__TASK ITEM__.
Scan the lines below; pull out those with "will".

__EXERCISE MATERIALS__.
PR #285, opened 2016-07-26
+ Bug: +4 Ice PSR penalty applied to Hover/WiGE instead of not Hover/WiGE

wildj79:
Commit to fix logic error in commit
b41db07b925f5ad4b3bf97def4738bc36a0126b6

### DIFF
--- a/megamek/src/megamek/common/Terrain.java
+++ b/megamek/src/megamek/common/Terrain.java
@@ -352,7 +352,7 @@ public class Terrain implements ITerrain, Serializable {
             break;
         case Terrains.ICE:
             if ((moveMode != EntityMovementMode.HOVER)
-                    || (moveMode != EntityMovementMode.WIGE)) {
+                    && (moveMode != EntityMovementMode.WIGE)) {
                 roll.addModifier(4, "Ice");
             }
             break;


arlith:
Curse you De Morgan!

wildj79:
That was fast ;)

arlith:
I was already working on MM, so I saw it, and the fix is obvious.  I should've just paid more attention in the first place.

pheonixstorm:
So why the change from || to &&? Don't get why its a logic error.

wildj79:
With an OR statement, if one of the operands is true, then the whole statement is true. As it was written, that statement would have always evaluated to true. It needs to be AND because we want to ensure that the move mode is not hover AND is not wige

arlith:
De Morgan's law also states that `!(P && Q) <=>  !P || !Q`

pheonixstorm:
So I looked it up and OMG is that whole mess stupid... It seems for this sort of OR test it should be written as | for it to work properly. Why must an OR statement be so stupidly complicated in java.

arlith:
No.  `|` is bitwise or, `||` is logical or.  It's correct in this case.  It's the same in C/C++.

pheonixstorm:
So in C/C++ || would also cause a logic error? So much for professional programmers knowing what they are doing then lol

pheonixstorm:
oh nevermind.. I'm just confusing myself even more digging into this.

arlith:
I couldn't tell if you were being serious or not.

A bitwise and is used for per-forming bit-wise operations (https://en.wikipedia.org/wiki/Bitwise_operation).  So like, `1001 | 0110 = 1111`.  Logical operations are when you're doing Boolean logic, like `false || true = true`.  Logical errors are a separate topic, basically a type of bug that arrives from faulty logic rather than syntax or something else.  Using a (logical) OR when you meant AND is an example of a logical error, but it doesn't necessarily have to involve Boolean logic.

wildj79:
@pheonixstorm You are _way_ overthinking this. If you want to understand why the `||` operator is wrong in this case, just do this simple test.

Take the statement as originally written:
```java
if ((moveMode != EntityMovementMode.HOVER)
    || (moveMode != EntityMovementMode.WIGE)) {
         roll.addModifier(4, "Ice");
}
```
Now, in your head run all of the `EntityMovementMode`'s through the statement and write down if the `if()` statement evaluates to true or fasle. 

```java
public enum EntityMovementMode {

    NONE ("none", "building"), // Future expansion. Turrets?
    BIPED ("biped"),
    TRIPOD ("tripod"),
    QUAD ("quad"),
    TRACKED ("tracked"),
    WHEELED ("wheeled"),
    HOVER ("hover"),
    VTOL ("vtol"),
    NAVAL ("naval"),
    HYDROFOIL ("hydrofoil"),
    SUBMARINE ("submarine"),
    INF_LEG ("inf_leg", "leg"),
    INF_MOTORIZED("inf_motorized", "motorized"),
    INF_JUMP ("inf_jump", "jump"),
    BIPED_SWIM,
    QUAD_SWIM,
    WIGE ("wige", "glider"),
    AERODYNE,
    SPHEROID,
    INF_UMU,
    AIRMECH,
    AEROSPACE, // this might be a synonym for AERODYNE.
    RAIL ("rail"),
    MAGLEV ("maglev");
    
    // rest of enum removed for brevity
}
```

Then, take the statement as it was re-written to:
```java
if ((moveMode != EntityMovementMode.HOVER)
    && (moveMode != EntityMovementMode.WIGE)) {
         roll.addModifier(4, "Ice");
}
```

Do the same as above. What you'll find is that the first statement will always evaluate to true.

Remember to take these two things into account while doing this:
* In a logical OR statement, if the first operand evaluates to `true`, then the second operand will not be evaluated and the whole statement will be evaluated as `true`. This is called short circuiting.
* In a logical AND statement, if the first operand evaluates to `false`, then the second operand will not be evaluated and the whole statement will be evaluated as `false`.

__RESPONSE TO THE TASK__.
Do the same as above. What you'll find is that the first statement will always evaluate to true.
* In a logical OR statement, if the first operand evaluates to `true`, then the second operand will not be evaluated and the whole statement will be evaluated as `true`. This is called short circuiting.
* In a logical AND statement, if the first operand evaluates to `false`, then the second operand will not be evaluated and the whole statement will be evaluated as `false`.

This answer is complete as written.